The Cafcass analysis post-Fact Find was that there was only a low risk of domestic abuse and the key risk (assessed as ‘medium’) was one of harmful conflict between the parents arising from their inability to compromise and continual cross allegations. The Cafcass recommendation on contact was for the father to have overnight contact each alternate weekend and some tea time contact mid-week.
At the Final Hearing the father aspired to shared care (6 nights per fortnight) whereas the mother wanted a stepped arrangement to alternate weekends with only one overnight per fortnight.
The Recorder criticised the mother’s inability to ‘move on’ within his judgment. He found her position to be entrenched and blinkered and not child-focused. In particular he found her concerns about the father’s behaviour in covertly recording her to be an example of the mother’s failure to move on.
The Recorder’s response to the family dynamic was to favour the father’s position and to make a Shared Care Order (6 nights with the father and 8 nights with the mother), saying that the father-child bond could only improve if father and child spent more time together and the parents had similar routines and boundaries.
Mrs Justice Judd found that the Recorder was wrong to have determined so soon (at the end of the Fact Find) that there was no ‘welfare impact’ arising from the covert recordings. This was a substantial and sustained invasion of the mother’s privacy and it was reasonable for her to have found the experience distressing and anxious-making. The Recorder did not scrutinise the father’s true motivation for covertly recording the mother after dismissing his asserted reasons [concern about the mother’s mental health and/or her plotting to alienate the child]. The mother argued that the father had been, and remained, on a deliberate fishing exercise with the aim of gathering evidence to justify proceedings to remove the child from her care, but the Recorder gave her position no attention at all. He omitted to make any finding as to the motivation of the father in recording the mother.
Interestingly, the submission made on behalf of the father that because the mother had agreed to unsupervised contact the matter of the covert recordings was no longer relevant was not accepted by the High Court. Judd J wisely states:
“There is a difference in the dynamic between parents of a small child having a main base with one parent and staying with or visiting the other on the one hand, and almost equal shared care on the other. If the mother was right as to the father’s motivation in carrying out the covert surveillance and reporting her to the police, then it could have a bearing on whether it would be right to place the child in the middle of a more or less equal shared care arrangement.”

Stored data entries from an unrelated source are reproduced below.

Issue #114, opened 2020-04-29
Add round robin selection to IPs returned by lighthouse plugin


vthapar:
Modify lighthouse plugin to use round robin selection from list of IPs for a given multi cluster service.

danibachar:
On it 👍

nyechiel:
@manosnoam @pinikomarov code is node, ready for testing

manosnoam:
@vthapar  Can you tell me how to reproduce ?

@nyechiel I think we should add this test to E2E.

danibachar:
@manosnoam see - [this issue](https://github.com/submariner-io/lighthouse/issues/235)

manosnoam:
Opened test request:
https://github.com/submariner-io/lighthouse/issues/340

PR #231, opened 2020-08-02
Service Ip Selection - Round Robin

danibachar:
https://github.com/submariner-io/lighthouse/issues/114 - Signed-off-by: I <danibachar89@gmail.com>
@mkolesnik @vthapar @mangelajo
Notes and questions:

1) Is there a chance that we will get the same cluster more than once? in func (m *Map) Put(serviceImport *lighthousev2a1.ServiceImport) in the serviceImport.Status.Clusters object?
In addition, I saw that headless services can have a list of ips pointing to their pods, should accommodate that case?
2) I was thinking of how to apply the RR mechanism in the best way, and because we don't deal with thousands of clusters I thought that to implement it the way I did - each loop run will cause max of len(queue) increments which will yield a read lock.
Two more possible solutions I came up with:
Get before loop - Update after -> could cause race with the counting
Get before the loop (will cause an inc) and just iterate without updating at all - each lookup will cause 1 increment
3) I'm using the clasterInfo by value and not pointers, hope that is ok. It allows me to simplify the code and not worry about clearing memory on deletion. on the other hand, it feels a bit out of the way we are writing code in Golang


pkg/serviceimport/map.go
```diff
@@ -2,21 +2,53 @@ package serviceimport
...
+	Ip     string
+	Name   string
+	Weight uint64
+}
+
 type serviceInfo struct {
 	key         string
 	clusterInfo map[string]string
 	ipList      []string
+	queue       []clusterInfo // clusters queue [each could have an 1 vertual ip or an ip pool of nodes (headless)]
```
tpantelis, line 20:
```suggestion
	rrQueue       []clusterInfo // clusters queue [each could have an 1 vertual ip or an ip pool of nodes (headless)]
```

pkg/serviceimport/map.go
```diff
@@ -2,21 +2,53 @@ package serviceimport
...
+	m.RLock()
+	defer m.RUnlock()
+
+	if val, ok := m.svcMap[keyFunc(namespace, name)]; ok {
+		atomic.AddUint64(&val.rrCount, 1)
+		return val.rrCount, true
+	}
+
+	return 0, false
+}
```
tpantelis, line 50: I think it would be ideal to not expose the RR implementation to callers. I suggest to define a function to select an IP  using a passed function to check clusters:

```
    func (m *Map) SelectIP(namespace, name string, checkCluster func(string) bool) (string, bool) {
	queue, counter := func() ([]clusterInfo, *uint64) {
		m.RLock()
		defer m.RUnlock()

		si, ok := m.svcMap[keyFunc(namespace, name)]
		if !ok {
			return nil, nil
		}

		return si.rrQueue, &si.rrCount
	}()

	queueLength := len(queue)
	for i := 0; i < queueLength; i++ {
		c := atomic.LoadUint64(counter)
		atomic.AddUint64(counter, 1)

		info := queue[c%uint64(queueLength)]
		if checkCluster(info.Name) {
			return info.Ip, true
		}
	}

	return "", false
    }


```

pkg/serviceimport/map.go
```diff
@@ -2,21 +2,53 @@ package serviceimport
...
+type clusterInfo struct {
+	Ip     string
+	Name   string
+	Weight uint64
+}
+
 type serviceInfo struct {
 	key         string
 	clusterInfo map[string]string
 	ipList      []string
```
tpantelis, line 19: This is no longer needed.

pkg/serviceimport/map.go
```diff
@@ -2,21 +2,53 @@ package serviceimport
...
 
+type clusterInfo struct {
+	Ip     string
+	Name   string
+	Weight uint64
+}
+
 type serviceInfo struct {
 	key         string
 	clusterInfo map[string]string
```
tpantelis, line 18:
```suggestion
	clusterIPs map[string]string
```

pkg/serviceimport/map.go
danibachar: BTW - 2 points:
1) Eventually, I think we would need to get the loadbalancing logic out of the Map object
2) This will require to change several test cases... see the new commits (:

pkg/serviceimport/controller_test.go
```diff
@@ -118,26 +130,153 @@ func testLifecycleNotifications() {
...
+
+			Eventually(func() bool {
+				first, _ := controller.serviceImports.SelectIP(namespace1, service1, mockCs.IsConnected)
+				second, _ := controller.serviceImports.SelectIP(namespace1, service1, mockCs.IsConnected)
+				third, _ := controller.serviceImports.SelectIP(namespace1, service1, mockCs.IsConnected)
+				return (first == serviceIP) && (second == serviceIP2) && (third == serviceIP3)
+			}).Should(BeTrue())
+		})
+	})
+}
```
tpantelis, line 260: I think these tests should really be in a separate file specific to `serviceimport.Map`.  But we can leave it as is for now and I can push a patch afterwards so we can get this one in.

pkg/serviceimport/controller_test.go
```diff
@@ -118,26 +130,153 @@ func testLifecycleNotifications() {
...
 		namespace := expected.Annotations["origin-namespace"]
-		ipList, ok := controller.serviceImports.GetIps(namespace, name)
-		if ok {
-			return ipList
-		}
-		return nil
-	}).Should(Equal([]string{expected.Status.Clusters[0].IPs[0]}))
+		selectedIp, _ := controller.serviceImports.SelectIP(namespace, name, m.IsConnected)
+		return selectedIp
+	}).Should(Equal(expected.Status.Clusters[0].IPs[0]))
```
tpantelis, line 268: The controller is only responsible for populating the Map via Put/Remove therefore it really only needs to verify those function were called properly, ie I don't think we should be testing `SelectIP` here.  I know that `GetIps` is now removed - we can either access the internal `svcMap` directly or mock Put/Remove and use a chan to capture and verify the `ServiceImport`.  I think I prefer the latter. But again we can leave it as is for now.

danibachar: @tpantelis thanks Tom,  I'll change the tests here, and separate the test files into 2 after we merge...
I'm wondering if I need to have a separate file for the `serviceInfo` object like the Map object, with its own constructor and functions... for now I added it in the map.go file

tpantelis:
The DCO check is failing  - something strange with the Signed-Off...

The conclusion the Appeal Court came to was that the first instance judge had prematurely excluded material and relevant evidence (about the impact on the mother of the extensive covert recordings) from consideration at the welfare stage. The mother’s appeal was therefore allowed and the matter remitted for welfare hearing before a different judge.
This is an interesting case because there was no appeal against the Fact Find, despite the mother not being able to prove seven out of her nine allegations against the father. Instead, the appeal focused on the one significant finding which had been made out, but was then specifically excluded by the Judge from being brought to bear at the welfare stage. For the moment at least, the Recorder’s apparent attempt to effectively ‘force’ these parties to work together in a shared care arrangement against the clear advice of the Cafcass Officer has been thwarted.